Amino acids and peptides. XXX. Preparation of Arg-Gly-Asp (RGD) hybrids with poly(ethylene glycol) analogs and their antimetastatic effect.

Abstract

Hybrids of a fibronectin-related peptide[Arg-Gly-Asp (RGD)] with poly(ethylene glycol) (PEG) analogs were prepared by a simple and easy procedure. Two amino-PEG analogs were used as carriers for hybrid formation of the RGD. One was poly(oxyethylene)dipropylamine and the other was Jeffamine ED type, which has branched chains. RGD peptides were formed stepwise on PEG analogs by the diisopropylcarbodiimide method. The synthetic intermediates were easily purified by molecular-sieve gel chromatography and the final products were purified by molecular-sieve gel chromatography, followed by HPLC. This simple and easy preparation procedure using molecular-sieve gel chromatography for purification of synthetic intermediates is advantageous for the preparation of peptide-polymer hybrids. We found that PEG is stable to HF treatment at 0 degree C for 1 h. The inhibitory effect of the RGD hybrids on experimental metastasis of B16-BL6 was examined in mice.
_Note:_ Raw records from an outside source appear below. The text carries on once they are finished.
Issue #2397, opened 2020-12-09
Integration with Nextcloud


Baptistou:
**Describe the feature you'd like**
We could provide an integration with Nextcloud in 3 steps :
- [ ] Provide a SSO authentication with Nextcloud with Oauth2 support for example (#1390)
- [ ] Create a BookStack app on Nextcloud to provide an easy access to a wiki. For now, I use [External Sites](https://apps.nextcloud.com/apps/external) as a convenient way to link BookStack, but it would be awesome to have further integration with for example [Dashboard](https://apps.nextcloud.com/categories/dashboard) or inside the File interface.
- [ ] Add ability to browse from/save into Nextcloud when inserting images and file attachements to a wiki page

**Describe the benefits this feature would bring to BookStack users**
BookStack is an amazing open-source wiki software and Nextcloud is a powerful open-source file storage software.
They are both installed on my server and it would bring huge benefits if they could interact with each other.

ssddanbrown:
Thanks for the request @Baptistou.

To be totally honest, I'd personally consider this out of scope, apart from the auth which I'd only consider if not NextCloud specific, for which an issue is already open as you have linked. 

The effort to do the second and third points well would likely not be worth the effort, support and maintenance required for the small portion of the user base that may happen to use both platforms to benefit from such additions. 

Don't wanna be too close minded on this though as I may be missing something so I'll leave this open for a while so feedback can be given but I'll likely close this off after a few months.

Baptistou:
Yeah, I know this requires a huge effort while BookStack is still in beta version. Still, I am just amazed what a good project it is and a Nextcloud integration could greatly increase its visibility. Nextcloud lacks a wiki software, contrary to Office 365, and I think BookStack will greatly improve the open-source ecosystem.

See the discussion :  https://help.nextcloud.com/t/intranet-wiki-app/6416/11

> Ideally there would be an easy integration with Bookstack

> I would definitely love to see Bookstack as an app in nextcloud +1000

If you need help, I would be very interested in getting involved there. :smile:

ssddanbrown:
Sure, I can totally see how this could be useful to existing users of Owncloud.

> Nextcloud integration could greatly increase its visibility. 

I'm sure it would but I'm wary not to have visibility/popularity become a driving force behind decisions for the platform as that's a very slippery slope. Benefit to existing users & maintainability are much higher prioritised for this project at the current time.

tiredofit:
[...]

PR #3215, opened 2022-01-30
Adding nextcloud for third party auth

sebclemens:
**Request:**

We want to use our existing nextcloud instance for authentification.

**Solution:**

Add nextcloud to social providers by using the already implemented socialite providers library.

### DIFF
--- a/app/Auth/Access/SocialAuthService.php
+++ b/app/Auth/Access/SocialAuthService.php
@@ -46,6 +46,7 @@ class SocialAuthService
         'gitlab',
         'twitch',
         'discord',
+        'nextcloud',
     ];
 
     /**
--- a/app/Config/services.php
+++ b/app/Config/services.php
@@ -116,6 +116,16 @@ return [
         'auto_confirm'  => env('DISCORD_AUTO_CONFIRM_EMAIL', false),
     ],
 
+    'nextcloud' => [
+        'client_id'     => env('NEXTCLOUD_CLIENT_ID'),
+        'client_secret' => env('NEXTCLOUD_CLIENT_SECRET'),
+        'redirect'      => env('APP_URL') . '/login/service/nextcloud/callback',
+        'instance_uri'  => env('NEXTCLOUD_BASE_URI'),
+        'name'          => env('NEXTCLOUD_NAME', 'Nextcloud'),
+        'auto_register' => env('NEXTCLOUD_AUTO_REGISTER', false),
+        'auto_confirm'  => env('NEXTCLOUD_AUTO_CONFIRM_EMAIL', false),
+    ],
+
     'ldap' => [
         'server'                 => env('LDAP_SERVER', false),
         'dump_user_details'      => env('LDAP_DUMP_USER_DETAILS', false),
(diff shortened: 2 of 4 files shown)


ssddanbrown:
Thanks for offering this @sebclemens, but did you come across #2607 or #2397?

My comments made here still apply: https://github.com/BookStackApp/BookStack/pull/2607#issuecomment-819027156
Upon that, we now have an OIDC option which would replace the default logic when active, although I'm not sure if nextcloud offers itself as an OIDC identity provider.

sebclemens:
I spend a few hours on this. Nextcloud does not support OIDC. The plugin which adds this functionality did not work in my case.

But https://github.com/BookStackApp/BookStack/blob/release/dev/docs/logical-theme-system.md looks nice and could actually make my PR obsolete.

sebclemens:
I solved this with the logical theme system docs. Please update the docs at bookstackapp.com, I spend a lot of time and didn't find it.

putt1ck:
@sebclemens any chance you could share your solution for getting Bookstack to auth with NC via the logical theme system?

MarioOsswald:
I tried yesterday the available NextCloud OIDC App from https://github.com/H2CK/oidc
The Purpose of this app is to use NC as the identity provider. I came close to get this working, but could not solve an issue with the Issuer definition, in particular, I guess, it's a rewrite problem or something related to it.

The details are:
I specified in BS .env file
OIDC_ISSUER=https://mynextclouddomain.tld
When I try a browser request with "https://mynextclouddomain.tld/.well-known/openid-configuration", the NC nginx redirects correctly to "https://mynextclouddomain.tld/index.php/.well-known/openid-configuration" and displays all the desired details, among them at first line 'issuer: "https://mynextclouddomain.tld/"'.
The problem is that BS doesn't get the results from the redirected URL. Instead, I receive an error 
"OIDC Discovery Error: Error discovering provider settings from issuer at URL https://mynextclouddomain.tld/.well-known/openid-configuration". The request from BS is not redirected the way the browser request was.

My approach was to change the .env variable to
OIDC_ISSUER=https://mynextclouddomain.tld/index.php
This solves the discovery problem, but then leads to an error message like
"OIDC Discovery Error: Unexpected issuer value found on discovery response". There is then an obvious mismatch, since on BS's side the issuer variable includes the index.php (OIDC_ISSUER=https://mynextclouddomain.tld/index.php), while the discovery response delivers only 'issuer: "https://mynextclouddomain.tld/"'.

A "curl https://mynextclouddomain.tld/.well-known/openid-configuration" delivers
<html>
<head><title>301 Moved Permanently</title></head>
<body>
<center><h1>301 Moved Permanently</h1></center>
<hr><center>nginx</center>
</body>
</html>

while a  "curl https://mynextclouddomain.tld/index.php/.well-known/openid-configuration" delivers the desired results.

I'm not experienced enough with NC or nginx redirect / rewrite features. Since the browser redirects correctly (without any required change from my side), I thought that's enough. I tried a few configurations, with no success. But probably someone more experienced has an immediate idea what to do so that a curl request is also redirected correctly. If so, I guess, BS will also auto discover correctly.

The Jeffamine type hybrid showed no inhibitory effect at the dose of 1 mg/mouse, but poly(oxyethylene)dipropylamine type hybrid was inhibitory at the same dose. The effect of the latter hybrid was about the same as that of 1 mg of RGD. One mg of the hybrid contains 0.18 mumol of RGD and 1 mg of RGD is 2.38 mumol. Thus it can be said that the inhibitory effect of RGD was potentiated by hybrid formation with poly(oxyethylene)diisopropylamine.